La loción potencia la desconfianza en sí mismo porque se huele para el otro. Por pretender que somos un olor que no nos pertenece olemos a desinfectante, a superficie, a lo que no somos.
Gusta oler bien para denotar limpieza. Nos bañamos para parecer buenos cristianos. Utilizamos el aseo y el olor artificial para ocultar las malas intenciones. Fabricamos una aureola olfativa para rechazar el olor del vagabundo que huele a no me hable de frente y no me importa su historia.

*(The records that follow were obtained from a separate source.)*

PR #864, opened 2025-02-20
Address ossf vuln

efiacor:
Addresses some of these issues:
https://github.com/nephio-project/nephio/security/code-scanning


krm-functions/configinject-fn/Dockerfile
```diff
@@ -12,14 +12,14 @@
...
+FROM golang:1.23.5-alpine@sha256:sha256:47d337594bd9e667d35514b241569f95fb6d95727c24b19468813d596d5ae596
 ENV CGO_ENABLED=0
 WORKDIR /go/src/
 COPY krm-functions/ krm-functions/
 WORKDIR /go/src/krm-functions/configinject-fn
 RUN go install
 RUN go build -o /usr/local/bin/function ./
 
-FROM gcr.io/distroless/static:latest
+FROM gcr.io/distroless/static:latest@sha256:3f2b64ef97bd285e36132c684e6b2ae8f2723293d09aae046196cca64251acac
```
Catalin-Stratulat-Ericsson, line 23: i could be wrong but when latest changes for this image will it not be a different sha? the sha is the hash of the exact commit/build right so its stagnant whereas latest changes over time? so can latest not become a different sha and therefore cause a problem later down the line?

Catalin-Stratulat-Ericsson: its probably fine for static versions e.g. golang:1.23.5-alpine my question regards images with the latest tag

krm-functions/gen-kustomize-res/Dockerfile
```diff
@@ -1,4 +1,4 @@
-#  Copyright 2025 The Nephio Authors.
+#  Copyright 2025-2025 The Nephio Authors.
```
Catalin-Stratulat-Ericsson, line 1: perhaps the script used to update the copyright should include a check for if the beginning year is the same as the latest year :D. to avoid this

Catalin-Stratulat-Ericsson (approved):
approved with comments

krm-functions/gen-kustomize-res/Dockerfile
efiacor: Done. Good catch

krm-functions/configinject-fn/Dockerfile
efiacor: Good catch. Corrected all distroless base images

PR #884, opened 2025-03-20
Refine pre and post submit job runs

efiacor:
Change prow jobs to only run if changed on:

run_if_changed: "(\\.go|Makefile|\\.mk)$"


liamfallon (commented):
/approve
/lgtm

Issue #808, opened 2024-09-17
Include a misconfigurations detector in Nephio


VedRatan:
## Checkov

Checkov is a powerful open-source static analysis tool designed for identifying misconfigurations and security vulnerabilities in infrastructure-as-code (IaC) templates. It supports various IaC frameworks like Terraform, Kubernetes, and CloudFormation, allowing developers to catch potential issues early in the development cycle.

## Importance of detecting misconfigurations
Detecting misconfigurations and security concerns with Checkov is crucial because even minor errors in configuration can lead to significant security risks, such as unauthorized access or data breaches. By using Checkov, we can automate the detection of these issues, ensuring that infrastructure is secure and compliant with best practices before deployment. This proactive approach helps in reducing the attack surface, improving overall security posture, and saving time and resources by addressing vulnerabilities early in the development process.

## Below are the findings after scanning Nephio cluster

[checkov-cluster.txt](https://github.com/user-attachments/files/17025211/checkov-cluster.txt)

## Below are the findings after scanning  a manifest file 

[checkov-file.txt](https://github.com/user-attachments/files/17025226/checkov-file.txt)

Here we see that there are multiple configurations best-practices and security-best practices that resources are failing currently. There are some default common misconfiguration and security detection policies pre-defined in checkov which are being applied against each of the resources present in the cluster.  Same is the case for pre-scan (scanning manifest only). 

We can include checkov to prevent any security misconfigurations and prevent the workloads to behave incorrectly beforehand by detecting these misconfigurations, and fixing them beforehand, here **checkov** can help us, as it also gives us the recommendations to mitigate the misconfigurations and security issues.

nyrahul:
Hey @VedRatan , you had done a prioritization task for checkov and shared an xls. We couldn't find it. Do you have it? Thanks

nyrahul:
CC: @gauravkr19

PR #919, opened 2025-05-19
add github action workflow and a folder containing script and other f…

gauravkr19:
This PR is for [issue-808](https://github.com/nephio-project/nephio/issues/808).


.github/checkov-scan/main.go
nyrahul, line 1: I am not sure if this file should be kept here. Ideally, this file should go into another repo and only the cli-tool generated should be used in other repos.

.github/workflows/checkov-scan.yml
```diff
@@ -0,0 +1,74 @@
...
+          echo "Using SKIP_PATHS: $SKIP_PATHS"
+          checkov -d . $SKIP_PATHS \
+          --skip-path ./.github/checkov-scan/checkov_raw_report.json \
+          --output json > ./.github/checkov-scan/checkov_raw_report.json || true
+
+      ### Step 3: Build and Run Go code to enrich severity
+      - name: _Set up Go
+        uses: actions/setup-go@v4
+        with:
+          go-version: '1.24'
```
nyrahul, line 45: This should not be required if we remove the checkov-tool-utility code from this repo.

nyrahul (changes requested):
Many thanks for the PR. Please check the review comments

.github/checkov-scan/severity_map.json
efiacor, line 1: Similarly to @nyrahul s comment, I don't think we should have this go mod here.
Separate to that, I would strongly discourage having a customised setup like this. This would expire very quickly and would require ongoing maintenance. For scans like this I would purely rely on external tools and avoid maintaining our own.

.github/checkov-scan/go.mod
efiacor, line 1: This will trigger multiple make file targets to execute against this module, which will fail.

.github/checkov-scan/severity_map.json
gauravkr19: By default, Checkov will cause the CI to fail even on low-severity findings. However, the Checkov CLI supports skipping specific check IDs, which we can use to bypass low-severity issues.

This approach would require maintaining a list of low-severity check IDs to be excluded during the scan.

Let me know if this approach is acceptable—if so, I’ll go ahead and update the PR accordingly.

nyrahul: Got it. I will bring this to the notice of SIG-Security and see if we could align on prioritizing porch. I see the point. Thanks

.github/checkov-scan/go.mod
gauravkr19: Hi @efiacor - Should we implement the Checkov scan with soft-fail. It will publish the report but not fail any PR. Existing issues can be baselined.

efiacor: Hi @gauravkr19 .
I think that might be a better option for now. The utility tool would require maintenance which we unfortunately don't have resources for. We could move the tool itself to the test-infra repo somewhere if you would like to keep it. Somewhere here maybe - https://github.com/nephio-project/test-infra/tree/main/images

PR #944, opened 2025-06-26
Rename kpt-argo plugins

efiacor:
To align with https://github.com/nephio-project/test-infra/pull/352/files


dkosteck (approved):
Looks good, but let's figure out if we want latest or another image tag before merge

PR #1082, opened 2026-03-29
fix: resolve concurrent state corruption in NetworkController

pulkitvats2007-crypto:
###  Bug: Concurrent State Corruption in NetworkController

The `NetworkController` had a critical concurrency flaw where per-reconciliation state was stored on the reconciler struct itself. Since the reconciler is a shared singleton, concurrent reconciliation loops ended up mutating the same `resources` (and previously `devices`) fields.

In a real-world Nephio setup—where multiple `Network` CRs are reconciled simultaneously—this caused state from one reconciliation to leak into another. As a result, configurations such as IPAM allocations, VLAN assignments, or OpenConfig data intended for one network could be incorrectly applied to a different one.

This issue was particularly dangerous because it often **failed silently**: the controller would report a successful reconciliation while leaving the underlying infrastructure in an inconsistent or incorrect state. In some cases, concurrent writes to shared fields could also trigger race conditions and lead to controller panics.

---

###  Fix: Isolate Reconciliation State & Ensure Thread Safety

This PR resolves the issue by eliminating shared mutable state from the reconciler and ensuring that each reconciliation loop operates on its own isolated data.

Key changes:

- **Removed shared fields**: Eliminated `resources` and unused `devices` from the reconciler struct to prevent cross-request mutation.
- **Scoped state locally**: Moved initialization of the `resources` object into the `Reconcile` function so each invocation gets a fresh instance.
- **Explicit dependency passing**: Updated helper functions like `applyInitialResources` and `getNewResources` to accept `resources` as a parameter instead of relying on struct-level state.
- **Cleaned up dead code**: Removed the unused `devices` field to simplify the controller and reduce confusion.

---

###  Result

The `NetworkController` is now thread-safe and behaves correctly under concurrent reconciliation scenarios. Each `Network` CR is processed independently, eliminating cross-resource contamination and ensuring reliable, predictable infrastructure configuration—especially important in Nephio’s GitOps-driven workflows where batch updates are common.

### DIFF
--- a/controllers/pkg/go.mod
+++ b/controllers/pkg/go.mod
@@ -13,7 +13,6 @@ require (
 	code.gitea.io/sdk/gitea v0.22.1
 	github.com/go-logr/logr v1.4.3
 	github.com/google/go-cmp v0.7.0
-	github.com/henderiw-nephio/network v0.0.0-20231206051529-4287dc43f8a6
 	github.com/kptdev/kpt v1.0.0-beta.60
 	github.com/kptdev/krm-functions-sdk/go/fn v1.0.1
 	github.com/nephio-project/api v1.0.1-0.20250218114915-854faaf69fd0 //v4.0.0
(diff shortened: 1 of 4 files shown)


liamfallon (commented):
Why do we need this dependency?

require github.com/henderiw-nephio/network v0.0.0-20231206051529-4287dc43f8a6

liamfallon (approved):

liamfallon:
Please fix the merge conflicts.

liamfallon:
Please resolve the merge conflict.

PR #1094, opened 2026-04-15
fix: sync KRM function resource deletions in specializers

pulkitvats2007-crypto:
## Summary

Fixes a critical issue where KRM function pipelines were unable to delete resources due to append-only reconciliation logic in the Specializer controllers.

Previously, controllers (`generic-specializer`, `ipam-specializer`, `vlan-specializer`) rebuilt `prr.Spec.Resources` by iterating only over `rl.Items`. Since deleted resources are absent from `rl.Items`, they were never removed from the map, resulting in stale ("ghost") resources persisting in the package.

This PR introduces explicit deletion synchronization:
- Capture original resource paths before running the KRM pipeline.
- Capture surviving paths after pipeline execution.
- Diff both sets and explicitly remove missing entries using `delete()`.

This ensures full state reconciliation (create/update/delete) instead of append-only behavior.

---

## Bug

**Root Cause:**  
The controller assumed that iterating over the mutated `rl.Items` was sufficient to sync state back to `prr.Spec.Resources`. This ignored deletion semantics entirely.

**Resulting Issue:**  
- Resources deleted by KRM functions (e.g., via `condkptsdk` GC) were silently retained.
- No errors or signals were emitted, leading to misleading "successful" reconciliations.

---

## Fix

- Added path tracking (`originalPaths`, `survivingPaths`)
- Implemented `syncDeletedResources` helper to reconcile deletions
- Applied fix consistently across:
  - `generic-specializer`
  - `ipam-specializer`
  - `vlan-specializer`
- Added unit tests to prevent regression

---

## Impact

- Eliminates ghost resources from PackageRevisions
- Restores correct KRM deletion semantics
- Prevents downstream GitOps drift and infra conflicts (e.g., duplicate IPs)
- Improves reliability of Nephio automation in dynamic/topology-changing environments

### DIFF
--- a/controllers/pkg/reconcilers/generic-specializer/reconciler.go
+++ b/controllers/pkg/reconcilers/generic-specializer/reconciler.go
@@ -161,6 +161,13 @@ func (r *reconciler) Reconcile(ctx context.Context, req ctrl.Request) (ctrl.Resu
 			return ctrl.Result{}, errors.Wrap(err, "cannot get resourceList")
 		}
 
+		originalPaths := map[string]struct{}{}
+		for _, o := range rl.Items {
+			if path := o.GetAnnotation(kioutil.PathAnnotation); path != "" {
+				originalPaths[path] = struct{}{}
+			}
+		}
+
 		if porchcondition.HasSpecificTypeConditions(pr.Status.Conditions, kptfilelibv1.GetConditionType(&ipamFor)) {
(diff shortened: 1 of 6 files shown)


liamfallon (commented):
I don't have time at the moment to revie this PR.

liamfallon (approved):

PR #1105, opened 2026-04-20
generic-specializer: skip condition walk when Kptfile.Status is nil

### LINKED ISSUE #909: Nil Pointer Dereference in Generic Specializer when Processing Kptfile without Status
The generic-specializer processes the `Kptfile` of a package revision by parsing it into a Go struct and directly accessing its `Status` field:

```go
kptfile, err := kptf.GetGoStruct()
if err != nil {
	log.Error(err, "cannot get gostruct from kubeobject")
	continue
}
for _, c := range kptfile.Status.Conditions {
	// ...
}
```

At runtime, if the `Kptfile` does not contain a `status` block (which is common for newly cloned repositories, raw drafts, or manually authored packages), `kptfile.Status` will be `nil` because `kptv1.KptFile` defines `Status` as an optional pointer (`*Status`). Attempting to iterate over `kptfile.Status.Conditions` triggers a `panic: runtime error: invalid memory address or nil pointer dereference`. 

This permanently halts the `PackageRevision` lifecycle because the panic is caught by the `controller-runtime` worker but the reconciliation is unable to progress.

I have submitted a PR that adds a defensive `nil` check before accessing `kptfile.Status.Conditions`.

### LINKED ISSUE #1099: Nil Pointer Dereference in Generic Specializer when Processing Kptfile without Status
The generic-specializer processes the `Kptfile` of a package revision by parsing it into a Go struct and directly accessing its `Status` field:

```go
kptfile, err := kptf.GetGoStruct()
if err != nil {
	log.Error(err, "cannot get gostruct from kubeobject")
	continue
}
for _, c := range kptfile.Status.Conditions {
	// ...
}
```

At runtime, if the `Kptfile` does not contain a `status` block (which is common for newly cloned repositories, raw drafts, or manually authored packages), `kptfile.Status` will be `nil` because `kptv1.KptFile` defines `Status` as an optional pointer (`*Status`). Attempting to iterate over `kptfile.Status.Conditions` triggers a `panic: runtime error: invalid memory address or nil pointer dereference`. 

This permanently halts the `PackageRevision` lifecycle because the panic is caught by the `controller-runtime` worker but the reconciliation is unable to progress.

I have submitted a PR that adds a defensive `nil` check before accessing `kptfile.Status.Conditions`.

SAY-5:
## Summary

`kptv1.KptFile.Status` is defined as `*Status` (optional), so newly cloned repos, raw drafts, and hand-authored packages reach the generic-specializer reconciler with `Status == nil`. The reconciler ranged over `kptfile.Status.Conditions` and then called `porchcondition.GetPorchConditions(kptfile.Status.Conditions)` without checking, so these common shapes panicked and permanently stalled the `PackageRevision` lifecycle (#1099).

Fixes nephio-project/porch#909.

## Change

`controllers/pkg/reconcilers/generic-specializer/reconciler.go`, wrap the condition walk + readiness-gate check in `if kptfile.Status != nil { ... }`. A Kptfile with no status has no conditions to walk anyway, so the ready-gate check on this path is trivially false in that case.

## Testing

- `go build ./controllers/...` passes.
- Manual: fed the reconciler a `PackageRevision` whose Kptfile has no `status` block. Previously it panicked inside the generic-specializer goroutine; now it logs nothing and moves on, and subsequent revisions for the same package progress normally.

### DIFF
--- a/controllers/pkg/reconcilers/generic-specializer/reconciler.go
+++ b/controllers/pkg/reconcilers/generic-specializer/reconciler.go
@@ -279,16 +279,23 @@ func (r *reconciler) Reconcile(ctx context.Context, req ctrl.Request) (ctrl.Resu
 					log.Error(err, "cannot get gostruct from kubeobject")
 					continue
 				}
-				for _, c := range kptfile.Status.Conditions {
-					if strings.HasPrefix(c.Type, kptfilelibv1.GetConditionType(&vlanFor)+".") ||
-						strings.HasPrefix(c.Type, kptfilelibv1.GetConditionType(&ipamFor)+".") ||
-						strings.HasPrefix(c.Type, kptfilelibv1.GetConditionType(&configInjectFor)+".") {
-						log.Info("generic specializer conditions", "packageName", pr.Spec.PackageName, "repository", pr.Spec.RepositoryName, "status", c.Status, "condition", c.Type, "message", c.Message)
+				// kptv1.KptFile.Status is an optional *Status; newly
+				// cloned repos, raw drafts, and hand-authored packages
+				// reach the reconciler with Status == nil. Ranging over
+				// a nil Conditions slice below used to panic and stall
+				// the whole PackageRevision lifecycle (#1099).
+				if kptfile.Status != nil {
+					for _, c := range kptfile.Status.Conditions {
+						if strings.HasPrefix(c.Type, kptfilelibv1.GetConditionType(&vlanFor)+".") ||
+							strings.HasPrefix(c.Type, kptfilelibv1.GetConditionType(&ipamFor)+".") ||
+							strings.HasPrefix(c.Type, kptfilelibv1.GetConditionType(&configInjectFor)+".") {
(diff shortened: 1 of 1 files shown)


controllers/pkg/reconcilers/generic-specializer/reconciler.go
```diff
@@ -279,16 +279,23 @@ func (r *reconciler) Reconcile(ctx context.Context, req ctrl.Request) (ctrl.Resu
 					log.Error(err, "cannot get gostruct from kubeobject")
 					continue
 				}
-				for _, c := range kptfile.Status.Conditions {
-					if strings.HasPrefix(c.Type, kptfilelibv1.GetConditionType(&vlanFor)+".") ||
-						strings.HasPrefix(c.Type, kptfilelibv1.GetConditionType(&ipamFor)+".") ||
-						strings.HasPrefix(c.Type, kptfilelibv1.GetConditionType(&configInjectFor)+".") {
-						log.Info("generic specializer conditions", "packageName", pr.Spec.PackageName, "repository", pr.Spec.RepositoryName, "status", c.Status, "condition", c.Type, "message", c.Message)
+				// kptv1.KptFile.Status is an optional *Status; newly
```
liamfallon, line 282: Can `KptFile.Status` ever be `nil`?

Hice un experimento. Quería saber si mi olor era agradable a las mujeres. No me bañé un sábado. Tuve un sueño húmedo en la madrugada del domingo y no me limpié. Salí fermentado de casa a las cinco de la tarde. Me senté a tomar un café. Del azar una mujer me contó de sus días oscuros en la adolescencia. Me despedí. A pocos metros escuché mi nombre. Una ex-novia me invitó a salir. Quería que nos viéramos uno de estos días por si de pronto pasaba lo que queríamos. Inventé una excusa. Quería irme a casa. Tomé una moto-taxi. Ese día comprobé que el olor propio es más efectivo que el efecto Axe.
El sacerdote huele a escalera de bambú y sopa de fideos con espinaca. El adolescente a aceite quemado, sangre coagulada y reggaetón a alto volumen. La profesora recién graduada de la universidad a sedal rizos obedientes anti frizz y colonia de rosas. La oficinista a helado de ron con pasas derretido. La colegiala a hierba húmeda y romero. La ama de casa a detergente y eucalipto.
Por oler bien se nos olvidó oler. Estamos confundidos porque olemos a todo menos a individuos. Tememos al propio olor. Disgusta sabernos mamíferos. Acumulamos toxinas y feromonas porque es más saludable taponarse los poros con lociones. Educamos el olfato para el olvido.
Pero basta con llevarse la mano a la nariz. Aspirar. Aspirar. Huele a animal de sol, a individualidad, a naranja, a papá, a hombre primario, a día de no baño, a cuarto oscuro, a pino podado, a sombrero volteado, a conversación de íntimos y a niño que mira el cielo desde el copo de un árbol.